Directions: Output only the lines of the entries that follow, starting at the one with "When serializing Peer" and running down to the one with "-4,6 +4,7 @@ import faker", both included and unchanged.

*** Data for processing ***

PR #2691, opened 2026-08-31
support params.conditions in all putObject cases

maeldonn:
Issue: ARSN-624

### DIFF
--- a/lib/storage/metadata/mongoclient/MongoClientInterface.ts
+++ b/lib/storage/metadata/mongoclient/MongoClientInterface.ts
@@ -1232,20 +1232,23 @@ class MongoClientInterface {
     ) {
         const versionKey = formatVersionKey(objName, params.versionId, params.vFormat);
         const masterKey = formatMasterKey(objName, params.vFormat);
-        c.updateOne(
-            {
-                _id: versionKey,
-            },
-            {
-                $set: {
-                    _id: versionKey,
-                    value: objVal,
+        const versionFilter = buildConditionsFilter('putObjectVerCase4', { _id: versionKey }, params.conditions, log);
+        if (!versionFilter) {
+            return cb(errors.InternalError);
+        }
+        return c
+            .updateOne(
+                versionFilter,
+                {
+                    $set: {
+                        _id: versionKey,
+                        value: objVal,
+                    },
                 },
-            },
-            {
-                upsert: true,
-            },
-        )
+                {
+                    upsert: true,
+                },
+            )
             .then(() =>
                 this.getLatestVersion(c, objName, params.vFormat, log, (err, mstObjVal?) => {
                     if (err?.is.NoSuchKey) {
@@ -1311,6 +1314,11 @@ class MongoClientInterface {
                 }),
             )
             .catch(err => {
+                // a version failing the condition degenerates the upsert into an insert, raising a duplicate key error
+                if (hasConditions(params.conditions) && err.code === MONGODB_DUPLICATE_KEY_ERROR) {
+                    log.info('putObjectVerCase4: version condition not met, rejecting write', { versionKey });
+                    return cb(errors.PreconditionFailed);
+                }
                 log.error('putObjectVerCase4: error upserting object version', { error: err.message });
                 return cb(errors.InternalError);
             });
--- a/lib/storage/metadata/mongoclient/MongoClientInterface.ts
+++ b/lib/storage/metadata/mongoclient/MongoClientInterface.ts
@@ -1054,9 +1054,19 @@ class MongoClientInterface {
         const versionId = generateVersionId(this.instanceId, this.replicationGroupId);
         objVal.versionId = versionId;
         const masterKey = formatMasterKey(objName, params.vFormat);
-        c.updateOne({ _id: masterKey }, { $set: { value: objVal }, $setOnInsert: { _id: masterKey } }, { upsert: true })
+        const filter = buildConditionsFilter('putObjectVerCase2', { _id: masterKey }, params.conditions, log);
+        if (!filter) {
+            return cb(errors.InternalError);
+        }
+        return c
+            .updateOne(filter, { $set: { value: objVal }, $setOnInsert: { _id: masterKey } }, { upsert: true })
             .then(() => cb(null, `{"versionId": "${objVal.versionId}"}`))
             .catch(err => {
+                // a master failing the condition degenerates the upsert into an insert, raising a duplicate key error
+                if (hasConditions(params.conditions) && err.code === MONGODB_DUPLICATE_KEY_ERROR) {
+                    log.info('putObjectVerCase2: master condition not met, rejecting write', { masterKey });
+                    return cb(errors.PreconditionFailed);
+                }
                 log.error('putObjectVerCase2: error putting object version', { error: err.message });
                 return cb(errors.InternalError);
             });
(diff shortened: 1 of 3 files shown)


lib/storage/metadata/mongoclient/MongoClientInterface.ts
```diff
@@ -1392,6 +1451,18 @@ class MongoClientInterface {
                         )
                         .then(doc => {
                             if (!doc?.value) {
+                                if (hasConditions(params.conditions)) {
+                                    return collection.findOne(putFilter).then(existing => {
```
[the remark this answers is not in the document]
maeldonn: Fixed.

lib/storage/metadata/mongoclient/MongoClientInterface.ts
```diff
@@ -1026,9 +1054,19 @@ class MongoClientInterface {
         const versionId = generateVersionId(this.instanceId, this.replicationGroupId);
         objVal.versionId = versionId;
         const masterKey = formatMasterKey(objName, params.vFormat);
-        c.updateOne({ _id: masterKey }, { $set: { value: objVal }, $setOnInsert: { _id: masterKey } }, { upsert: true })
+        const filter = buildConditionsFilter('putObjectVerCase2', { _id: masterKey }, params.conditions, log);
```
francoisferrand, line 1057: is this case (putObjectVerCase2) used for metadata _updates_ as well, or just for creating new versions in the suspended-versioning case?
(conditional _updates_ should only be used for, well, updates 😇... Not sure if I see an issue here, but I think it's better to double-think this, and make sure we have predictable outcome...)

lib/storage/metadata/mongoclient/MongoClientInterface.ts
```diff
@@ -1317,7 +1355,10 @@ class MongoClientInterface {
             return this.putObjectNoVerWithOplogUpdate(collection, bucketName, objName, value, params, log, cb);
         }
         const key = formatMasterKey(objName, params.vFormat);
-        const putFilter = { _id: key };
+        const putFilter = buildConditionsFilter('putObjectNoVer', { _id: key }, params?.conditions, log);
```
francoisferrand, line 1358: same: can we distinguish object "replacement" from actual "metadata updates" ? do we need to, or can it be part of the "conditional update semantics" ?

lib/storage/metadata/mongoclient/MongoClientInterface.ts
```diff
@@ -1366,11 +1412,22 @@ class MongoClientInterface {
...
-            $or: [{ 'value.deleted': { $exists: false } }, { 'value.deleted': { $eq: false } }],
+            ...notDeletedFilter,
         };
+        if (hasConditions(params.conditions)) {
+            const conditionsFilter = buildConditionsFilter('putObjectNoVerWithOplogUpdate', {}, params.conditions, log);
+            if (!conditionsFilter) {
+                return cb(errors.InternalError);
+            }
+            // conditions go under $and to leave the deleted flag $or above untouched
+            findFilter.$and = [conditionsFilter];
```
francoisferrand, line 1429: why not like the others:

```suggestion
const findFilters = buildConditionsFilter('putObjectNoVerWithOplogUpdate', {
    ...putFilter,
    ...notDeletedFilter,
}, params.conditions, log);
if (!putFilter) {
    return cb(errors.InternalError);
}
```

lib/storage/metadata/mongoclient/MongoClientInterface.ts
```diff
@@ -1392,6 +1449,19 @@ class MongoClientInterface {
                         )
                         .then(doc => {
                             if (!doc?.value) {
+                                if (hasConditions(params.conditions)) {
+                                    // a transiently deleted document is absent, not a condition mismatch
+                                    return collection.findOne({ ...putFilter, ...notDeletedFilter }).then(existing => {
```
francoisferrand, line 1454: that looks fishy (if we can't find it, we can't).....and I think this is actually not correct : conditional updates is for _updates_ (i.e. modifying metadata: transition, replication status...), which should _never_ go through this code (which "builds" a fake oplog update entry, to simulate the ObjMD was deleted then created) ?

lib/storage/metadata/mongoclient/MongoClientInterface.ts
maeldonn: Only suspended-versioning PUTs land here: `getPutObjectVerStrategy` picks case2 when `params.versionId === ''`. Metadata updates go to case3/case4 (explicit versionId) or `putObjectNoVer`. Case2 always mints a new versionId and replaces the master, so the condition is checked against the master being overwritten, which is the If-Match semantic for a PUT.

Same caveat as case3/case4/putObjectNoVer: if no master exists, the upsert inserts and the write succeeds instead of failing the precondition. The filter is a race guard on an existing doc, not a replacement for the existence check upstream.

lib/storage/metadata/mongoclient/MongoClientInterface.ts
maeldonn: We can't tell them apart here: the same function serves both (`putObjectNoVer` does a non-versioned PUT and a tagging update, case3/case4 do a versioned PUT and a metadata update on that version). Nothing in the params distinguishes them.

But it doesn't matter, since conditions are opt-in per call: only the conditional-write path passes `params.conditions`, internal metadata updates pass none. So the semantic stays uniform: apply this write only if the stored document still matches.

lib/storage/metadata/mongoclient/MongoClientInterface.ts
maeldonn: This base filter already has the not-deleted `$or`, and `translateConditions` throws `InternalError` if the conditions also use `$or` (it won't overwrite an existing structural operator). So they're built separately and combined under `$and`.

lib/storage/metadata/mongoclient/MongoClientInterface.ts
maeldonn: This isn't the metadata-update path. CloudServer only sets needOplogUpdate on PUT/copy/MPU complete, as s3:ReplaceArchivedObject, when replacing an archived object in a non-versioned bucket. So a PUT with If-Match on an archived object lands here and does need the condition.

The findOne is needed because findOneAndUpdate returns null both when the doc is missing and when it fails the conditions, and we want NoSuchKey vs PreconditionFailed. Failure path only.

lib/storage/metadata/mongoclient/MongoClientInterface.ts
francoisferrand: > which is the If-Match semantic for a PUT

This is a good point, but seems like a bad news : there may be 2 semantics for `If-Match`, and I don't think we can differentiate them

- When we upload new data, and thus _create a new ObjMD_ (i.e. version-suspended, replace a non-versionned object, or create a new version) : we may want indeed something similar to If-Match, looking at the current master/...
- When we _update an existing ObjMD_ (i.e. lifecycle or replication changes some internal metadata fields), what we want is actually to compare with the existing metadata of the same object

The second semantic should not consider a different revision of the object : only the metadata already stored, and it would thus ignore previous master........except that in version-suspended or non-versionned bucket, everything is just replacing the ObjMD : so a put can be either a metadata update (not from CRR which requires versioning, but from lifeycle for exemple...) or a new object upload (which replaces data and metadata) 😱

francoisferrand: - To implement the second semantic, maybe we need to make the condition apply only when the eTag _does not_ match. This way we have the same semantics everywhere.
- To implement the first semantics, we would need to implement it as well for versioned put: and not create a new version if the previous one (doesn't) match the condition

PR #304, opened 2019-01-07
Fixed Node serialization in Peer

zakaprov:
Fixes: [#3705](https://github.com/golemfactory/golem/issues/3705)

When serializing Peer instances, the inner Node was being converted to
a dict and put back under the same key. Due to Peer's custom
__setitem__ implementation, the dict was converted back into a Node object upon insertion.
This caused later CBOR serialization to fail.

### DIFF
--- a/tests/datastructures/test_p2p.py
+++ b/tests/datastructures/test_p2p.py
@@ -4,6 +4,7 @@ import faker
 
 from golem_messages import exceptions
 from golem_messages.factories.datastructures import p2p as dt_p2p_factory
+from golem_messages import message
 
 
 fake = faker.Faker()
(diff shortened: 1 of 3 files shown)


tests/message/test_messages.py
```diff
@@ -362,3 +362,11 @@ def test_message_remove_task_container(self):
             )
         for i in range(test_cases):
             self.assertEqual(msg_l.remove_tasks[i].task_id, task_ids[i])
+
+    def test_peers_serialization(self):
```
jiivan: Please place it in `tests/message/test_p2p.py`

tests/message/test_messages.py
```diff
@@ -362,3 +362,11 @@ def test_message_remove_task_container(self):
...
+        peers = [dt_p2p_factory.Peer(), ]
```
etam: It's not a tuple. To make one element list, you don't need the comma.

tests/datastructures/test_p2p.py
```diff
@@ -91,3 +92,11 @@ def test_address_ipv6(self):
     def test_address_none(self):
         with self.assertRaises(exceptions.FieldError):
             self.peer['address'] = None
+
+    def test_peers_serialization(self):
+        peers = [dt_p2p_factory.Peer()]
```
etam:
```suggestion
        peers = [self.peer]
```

*** End of Data for processing ***

Reply to the task:
When serializing Peer instances, the inner Node was being converted to
a dict and put back under the same key. Due to Peer's custom
__setitem__ implementation, the dict was converted back into a Node object upon insertion.
This caused later CBOR serialization to fail.

### DIFF
--- a/tests/datastructures/test_p2p.py
+++ b/tests/datastructures/test_p2p.py
@@ -4,6 +4,7 @@ import faker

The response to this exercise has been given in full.